* _About this exercise_
Please return each of the entries that follow, unchanged in every word.

##### Records for this task #####

PR #2706, opened 2015-10-23
Test and document `willStartLoading` & `didFinishLoading` delegate methods

friedbunny:
With #630 and #2627, the map loading notifications should be being sent from core MBGL, which means that the `mapViewWillStartLoadingMap:` & `mapViewDidFinishLoadingMap:` delegate methods that already exist in `MGLMapViewDelegate` should be ready for use.

- [x] Make sure the current delegate methods [are actually hooked up](https://github.com/mapbox/mapbox-gl-native/blob/17121563ac807fbc68a203ac08c64de5711d8b92/platform/ios/MGLMapView.mm#L3001-L3016)
- [x] Update [core changelog](https://github.com/mapbox/mapbox-gl-native/blob/master/CHANGELOG.md)
- [x] Update [iOS docs](https://github.com/mapbox/mapbox-gl-native/blob/17121563ac807fbc68a203ac08c64de5711d8b92/include/mbgl/ios/MGLMapView.h#L437-L441)
- [ ] Is this testable? If so, write tests.

/cc @incanus @1ec5

### DIFF
--- a/CHANGELOG.md
+++ b/CHANGELOG.md
@@ -38,6 +38,7 @@ Known issues:
 - A new delegate callback was added for observing taps to annotation callout views. ([#2596](https://github.com/mapbox/mapbox-gl-native/pull/2596))
 - `-mapViewRegionIsChanging:` is now sent to the map view’s delegate during gestures. ([#2700](https://github.com/mapbox/mapbox-gl-native/pull/2700))
 - Improved gesture recognition while the map is tilted. ([#2770](https://github.com/mapbox/mapbox-gl-native/pull/2770))
+- `-mapViewWillStartLoadingMap:` and `-mapViewDidFinishLoadingMap:` delegate methods now work. ([#2706](https://github.com/mapbox/mapbox-gl-native/pull/2706))
 - Removed CoreTelephony.framework dependency. ([#2581](https://github.com/mapbox/mapbox-gl-native/pull/2581))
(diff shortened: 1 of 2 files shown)


friedbunny:
Going to wait for the [`ios-improve-tests`](https://github.com/mapbox/mapbox-gl-native/tree/ios-improve-tests) branch to shake out before thinking about writing tests for this.

friedbunny:
This doesn't necessarily need to wait for the MapKitization proposed in #2775, but that should be on the radar here.

1ec5:
What’s left? Should this still be on the 3.0.0 milestone?

incanus:
Just to restate, the issue is that these don't work reliably for tests, or always? 

Option two sounds better to me providing these work for users, and we'll continue to up our testing game across the whole framework, though we'd need to update `CHANGELOG.md` to not be so bright-eyed and bushy-tailed, I think.

friedbunny:
> Just to restate, the issue is that these don't work reliably for tests, or always?

Per #2775, these two callbacks (and the related load failure callbacks) don't work as a MapKit developer would expect — they reliably fire, but at the wrong times.

incanus:
Ok, I think we can roll this PR in then for 3.0.0.

incanus:
Rebased & awaiting tests (even if this is just header doc changes).

PR #2770, opened 2015-10-23
improve gestures in perspective view

ansis:
with these changes:
- the location under your finger stays under your finger as you pan
- the location you double tap to zoom stays at the same point
- the location at the center of a pinch zoom stays at the center
- the location at the center of a rotation stays at the center

This is mostly a port from -js.

@1ec5 can you review?


1ec5:
:+1:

#####

* _Task result_
PR #2706, opened 2015-10-23
Test and document `willStartLoading` & `didFinishLoading` delegate methods

friedbunny:
With #630 and #2627, the map loading notifications should be being sent from core MBGL, which means that the `mapViewWillStartLoadingMap:` & `mapViewDidFinishLoadingMap:` delegate methods that already exist in `MGLMapViewDelegate` should be ready for use.

- [x] Make sure the current delegate methods [are actually hooked up](https://github.com/mapbox/mapbox-gl-native/blob/17121563ac807fbc68a203ac08c64de5711d8b92/platform/ios/MGLMapView.mm#L3001-L3016)
- [x] Update [core changelog](https://github.com/mapbox/mapbox-gl-native/blob/master/CHANGELOG.md)
- [x] Update [iOS docs](https://github.com/mapbox/mapbox-gl-native/blob/17121563ac807fbc68a203ac08c64de5711d8b92/include/mbgl/ios/MGLMapView.h#L437-L441)
- [ ] Is this testable? If so, write tests.

/cc @incanus @1ec5

### DIFF
--- a/CHANGELOG.md
+++ b/CHANGELOG.md
@@ -38,6 +38,7 @@ Known issues:
 - A new delegate callback was added for observing taps to annotation callout views. ([#2596](https://github.com/mapbox/mapbox-gl-native/pull/2596))
 - `-mapViewRegionIsChanging:` is now sent to the map view’s delegate during gestures. ([#2700](https://github.com/mapbox/mapbox-gl-native/pull/2700))
 - Improved gesture recognition while the map is tilted. ([#2770](https://github.com/mapbox/mapbox-gl-native/pull/2770))
+- `-mapViewWillStartLoadingMap:` and `-mapViewDidFinishLoadingMap:` delegate methods now work. ([#2706](https://github.com/mapbox/mapbox-gl-native/pull/2706))
 - Removed CoreTelephony.framework dependency. ([#2581](https://github.com/mapbox/mapbox-gl-native/pull/2581))
(diff shortened: 1 of 2 files shown)


friedbunny:
Going to wait for the [`ios-improve-tests`](https://github.com/mapbox/mapbox-gl-native/tree/ios-improve-tests) branch to shake out before thinking about writing tests for this.

friedbunny:
This doesn't necessarily need to wait for the MapKitization proposed in #2775, but that should be on the radar here.

1ec5:
What’s left? Should this still be on the 3.0.0 milestone?

incanus:
Just to restate, the issue is that these don't work reliably for tests, or always? 

Option two sounds better to me providing these work for users, and we'll continue to up our testing game across the whole framework, though we'd need to update `CHANGELOG.md` to not be so bright-eyed and bushy-tailed, I think.

friedbunny:
> Just to restate, the issue is that these don't work reliably for tests, or always?

Per #2775, these two callbacks (and the related load failure callbacks) don't work as a MapKit developer would expect — they reliably fire, but at the wrong times.

incanus:
Ok, I think we can roll this PR in then for 3.0.0.

incanus:
Rebased & awaiting tests (even if this is just header doc changes).

PR #2770, opened 2015-10-23
improve gestures in perspective view

ansis:
with these changes:
- the location under your finger stays under your finger as you pan
- the location you double tap to zoom stays at the same point
- the location at the center of a pinch zoom stays at the center
- the location at the center of a rotation stays at the center

This is mostly a port from -js.

@1ec5 can you review?


1ec5:
:+1:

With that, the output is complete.